PR #214, opened 2026-05-11
Spell: send SpellPrepare on hold-accept so CastFailed/SpellFailure ca…

Mongrul:
…n match

Extends the off-GCD path's "send SpellPrepare immediately so failures have something to match against" contract to the three silent-hold paths (cast-time hold, GCD hold, forwarded-pending hold).

The off-GCD path comment already documented the underlying bug:

> Without this, if the server rejects the cast (LoS, range), the client has no
> SpellPrepare to match against SpellFailure and the button stays in a pending/lit
> state permanently.

All three silent-hold paths defer SpellPrepare to SPELL_START time, which means any SMSG_SPELL_FAILURE arriving for the eventually-forwarded held cast (LoS, range, cooldown race, drain-clear) lands on a client with no ClientCastID -> ServerCastID mapping. Result: action button stays permanently lit, sound looping, /reload doesn't fix it, only full game restart.

Symptom is most prevalent on low-ping (~50ms) clients in populated zones: the proxy's hold delay (15-78ms observed) plus SMSG backlog from other casters extends the time the client spends in queued-press state past its tolerance window, and crowded zones produce more SpellFailures (LoS blocked by other players, server-side cooldown races).

Also gates the SpellPrepare emit at HandleSpellStart so held casts (which now already sent SpellPrepare at hold-accept time) don't get a duplicate SpellPrepare when SPELL_START arrives. Same pattern the SPELL_GO handler already uses (line 1273). Makes the "exactly one SpellPrepare per ClientCastID" contract explicit and cleans up packet noise.

Mirrors the off-GCD path exactly -- no new behavior, just extends "send SpellPrepare on accept" to the hold-paths.

### DIFF
--- a/HermesProxy/World/Client/PacketHandlers/SpellHandler.cs
+++ b/HermesProxy/World/Client/PacketHandlers/SpellHandler.cs
@@ -922,10 +922,19 @@ public partial class WorldClient
             // SMSG_SPELL_START even for these) apart from real cast-time spells.
             pendingCast.StartedCastTimeMs = spell.Cast.CastTime;
 
-            SpellPrepare prepare = new();
-            prepare.ClientCastID = pendingCast.ClientGUID;
-            prepare.ServerCastID = spell.Cast.CastID;
-            SendPacketToClient(prepare);
+            // Skip SpellPrepare if the hold-accept path (or off-GCD path) already sent
+            // one for this cast. Without this guard, held casts get a duplicate
+            // SpellPrepare (one at hold-accept, one here); the modern client treats
+            // duplicates as idempotent, but suppressing the second is cleaner and makes
+            // the contract explicit.
+            if (!pendingCast.HasSentPrepare)
+            {
+                SpellPrepare prepare = new();
+                prepare.ClientCastID = pendingCast.ClientGUID;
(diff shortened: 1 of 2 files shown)


jameopotato:
**Review: Hold for in-game testing**

Logic is sound — sends SpellPrepare at hold-accept time so the client has a ClientCastID→ServerCastID mapping to match future SMSG_SPELL_FAILURE against. HasSentPrepare flag prevents duplicate at HandleSpellStart. All three hold paths (cast-time, GCD, forwarded-pending) covered.

Held because this modifies all three hold paths — the most sensitive code in the spell system. Needs in-game verification before merge:

1. Spam Frostbolt mid-cast → GCD sweep stays continuous (no flash from early SpellPrepare)
2. Cast heal → move mid-cast while holding next press → button releases cleanly
3. Cast at target behind LoS while spamming → button doesn't stay lit after rejection
4. ESC during held cast → clean release
5. Low-ping rapid spam in populated zone → no permanent stuck-lit buttons

Mongrul:
I tested in game on paladin heal spam, made arcane explosion, frost bolt and hunter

★ ★ ★ ★

Directions
Write down exactly the line that contains "Logic is sound" along with all later lines of the material, ending at its final line.

Response for this exercise
Logic is sound — sends SpellPrepare at hold-accept time so the client has a ClientCastID→ServerCastID mapping to match future SMSG_SPELL_FAILURE against. HasSentPrepare flag prevents duplicate at HandleSpellStart. All three hold paths (cast-time, GCD, forwarded-pending) covered.

Held because this modifies all three hold paths — the most sensitive code in the spell system. Needs in-game verification before merge:

1. Spam Frostbolt mid-cast → GCD sweep stays continuous (no flash from early SpellPrepare)
2. Cast heal → move mid-cast while holding next press → button releases cleanly
3. Cast at target behind LoS while spamming → button doesn't stay lit after rejection
4. ESC during held cast → clean release
5. Low-ping rapid spam in populated zone → no permanent stuck-lit buttons

Mongrul:
I tested in game on paladin heal spam, made arcane explosion, frost bolt and hunter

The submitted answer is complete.